When the decision was made to restore Mexican gray wolves in the Southwest, the top choice was the land now known as the Blue Range Wolf Recovery Area, one of the wildest landscapes in the Lower 48. It is remote, has a full complement of natural prey species, and is situated far from heavily populated areas. It is ideal habitat where, under the right management, Mexican gray wolves will thrive.
The Blue Range Wolf Recovery Area, which has since been expanded, was originally the Gila National Forest in New Mexico and the Apache National Forest in Arizona and part of New Mexico—comprising 4.4 million acres (twice the size of Yellowstone National Park), which support an extraordinary array of wildlife and vegetation types. The current Recovery Area spans 98.5 million acres, that includes 20.5 million acres of habitat.
Habitats range from low-elevation Chihuahuan Desert to evergreen forests and mountains above 10,000 feet. In between are rolling grasslands speckled with junipers, stately ponderosa pine forests and thousand-plus-foot canyons. At the bottoms of those canyons, in the places where cattle are fenced out, streams and rivers flow—nurturing tangles of water-loving willows, cottonwoods, box elders, alders, walnuts and sycamores, trees whose leaves turn yellow in the fall before dropping off and regrow bright green again in the spring. Over twenty species of deciduous trees—more than anywhere else in the West—grow here.
Wildlife is equally diverse. The recovery area is home to an array of rare and imperiled animals found in few other places—including Gila hotsprings snails, Chiricahua leopard frogs, Mexican spotted owls and even, if recurring reports turn out to be true, jaguars. The prey base for the Mexican wolf includes elk, mule and white-tailed deer, pronghorn, bighorn sheep, javelina and beaver.

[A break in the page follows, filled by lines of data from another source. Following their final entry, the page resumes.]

PR #1399, opened 2025-09-26
OCPBUGS-62605: e2e: refactor GetSMTLevel to remove Gomega assertions

SargunNarula:
The GetSMTLevel util function previously used gomega assertions which could cause panics when called outside of Ginkgo It blocks.

This PR addresses:
- Modified the GetSMTLevel signature to return (int, error)
- Replaced ExpectWithOffset assertions with standard error handling
- Updated all function refrences to handle the error return

### DIFF
--- a/test/e2e/performanceprofile/functests/1_performance/cpu_management.go
+++ b/test/e2e/performanceprofile/functests/1_performance/cpu_management.go
@@ -109,7 +109,8 @@ var _ = Describe("[rfe_id:27363][performance] CPU Management", Ordered, func() {
 		onlineCPUSet, err = nodes.GetOnlineCPUsSet(ctx, workerRTNode)
 		Expect(err).ToNot(HaveOccurred())
 		cpuID := onlineCPUSet.UnsortedList()[0]
-		smtLevel = nodes.GetSMTLevel(ctx, cpuID, workerRTNode)
+		smtLevel, err = nodes.GetSMTLevel(ctx, cpuID, workerRTNode)
+		Expect(err).ToNot(HaveOccurred(), "Unable to fetch SMT level on node %s, Error: %v", workerRTNode.Name, err)
 		getter, err = cgroup.BuildGetter(ctx, testclient.DataPlaneClient, testclient.K8sClient)
 		Expect(err).ToNot(HaveOccurred())
 		cgroupV2, err = cgroup.IsVersion2(ctx, testclient.DataPlaneClient)
@@ -251,7 +252,8 @@ var _ = Describe("[rfe_id:27363][performance] CPU Management", Ordered, func() {
 
 		DescribeTable("Verify CPU usage by stress PODs", func(ctx context.Context, guaranteed bool) {
 			cpuID := onlineCPUSet.UnsortedList()[0]
-			smtLevel := nodes.GetSMTLevel(ctx, cpuID, workerRTNode)
+			smtLevel, err := nodes.GetSMTLevel(ctx, cpuID, workerRTNode)
+			Expect(err).ToNot(HaveOccurred(), "Unable to fetch SMT level on node %s, Error: %v", workerRTNode.Name, err)
 			if smtLevel < 2 {
 				Skip(fmt.Sprintf("designated worker node %q has SMT level %d - minimum required 2", workerRTNode.Name, smtLevel))
 			}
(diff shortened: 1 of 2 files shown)


test/e2e/performanceprofile/functests/1_performance/cpu_management.go
```diff
@@ -109,7 +109,8 @@ var _ = Describe("[rfe_id:27363][performance] CPU Management", Ordered, func() {
 		onlineCPUSet, err = nodes.GetOnlineCPUsSet(ctx, workerRTNode)
 		Expect(err).ToNot(HaveOccurred())
 		cpuID := onlineCPUSet.UnsortedList()[0]
-		smtLevel = nodes.GetSMTLevel(ctx, cpuID, workerRTNode)
+		smtLevel, err = nodes.GetSMTLevel(ctx, cpuID, workerRTNode)
+		Expect(err).ToNot(HaveOccurred())
```
mrniranjan: Here, we can error with message so that it's clear 
`Expect(err).ToNot(HaveOccurred(), "Unable to fetch  SMT level on node %s, Error: %v", workerRTNode.Name, err)`

mrniranjan: same for others also.

SargunNarula: Thanks, enhanced at all places.

test/e2e/performanceprofile/functests/utils/nodes/nodes.go
```diff
@@ -262,16 +262,20 @@ func GetOnlineCPUsSet(ctx context.Context, node *corev1.Node) (cpuset.CPUSet, er
 
 // GetSMTLevel returns the SMT level on the node using the given cpuID as target
 // Use a random cpuID from the return value of GetOnlineCPUsSet if not sure
-func GetSMTLevel(ctx context.Context, cpuID int, node *corev1.Node) int {
+func GetSMTLevel(ctx context.Context, cpuID int, node *corev1.Node) (int, error) {
```
Tal-or, line 265: GinkgoHelper() in the first line will solve exactly that without having to change the function API
https://onsi.github.io/ginkgo/#mental-model-how-ginkgo-handles-failure

ffromani: @Tal-or is very correct. In addition, that would allow us to remove the fragile `WithOffset` expectations (mostly my fault here).

That said, changing the function signature and return an explicit error LGTM and I slightly prefer that approach for library code.

SargunNarula: @Tal-or If i understand correctly, if we used GinkgoHelper(), it would remove the panic and point the failure to Test itself, which originally is not the motive of the API change.

Considering a library function, it should work when called outside a test spec block, where it would panic. Please let me know if I’ve misunderstood anything here.

Tal-or: What is considered to be panic? a go assertion? because it's expected to abort a test with an assertion in Ginkgo.
All GinkgoHelper() is doing is point to the caller of the function (in the stack trace), it's basically equal to call `Fail` with offset.

> Considering a library function, it should work when called outside a test spec block

this function scope is only for the NTO e2e test, it should not be imported into other projects and not even in the none-test code of this specific project, so assertion here is completely fine.

Bottom line, I don't mind whether this function return an errors or asserts, my initial comment was mainly for the sake of discussion and broadening the knowledge and expertise as part of the reviewing process.

ffromani: > this function scope is only for the NTO e2e test, it should not be imported into other projects and not even in the none-test code of this specific project, so assertion here is completely fine.

I fully agree with this sentence

ffromani: I guess the remaining open point boils down to: where is this function planned to be used?

SargunNarula: @ffromani Here is a use- case where this function was tend to be used - [Link](https://github.com/openshift/cluster-node-tuning-operator/pull/1386/files#diff-c5ab91410e41b148d87d486cec9773349c60c605ac9dbf5810643b1325243588R320). Ignore the checkHyperthreding() for now as it is just a wrapper over getSMTLevel and would be removed once it itself gets fixed.

ffromani (commented):
/approve
/lgtm

PR #1400, opened 2025-09-28
NO-JIRA:e2e:hugepages: changing tests to use hugepages-allocator tool

Tal-or:
We want to use rhel9 as the image for the test pod which does not have libhugetlbfs.so.
Instead we're using a small in-house tool allocate the hugepages
and test functionality.

### DIFF
--- a/test/e2e/performanceprofile/functests/utils/images/images.go
+++ b/test/e2e/performanceprofile/functests/utils/images/images.go
@@ -17,7 +17,7 @@ func init() {
 
 	cnfTestsImage, ok = os.LookupEnv("CNF_TESTS_IMAGE")
 	if !ok {
-		cnfTestsImage = "cnf-tests:4.14"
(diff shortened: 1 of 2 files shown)


test/e2e/performanceprofile/functests/utils/images/images.go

The region includes the world’s first wilderness area, which in 1924 was protected from motorized access at the urging of pioneering ecologist Aldo Leopold. But six years later, after wolves were largely exterminated, in order to allow hunter access to the burgeoning deer herds, the Forest Service bladed a four-wheel-drive road through the wilderness, thus dividing it into the Gila and Aldo Leopold wilderness areas. Still, over two million acres of the recovery area remain roadless.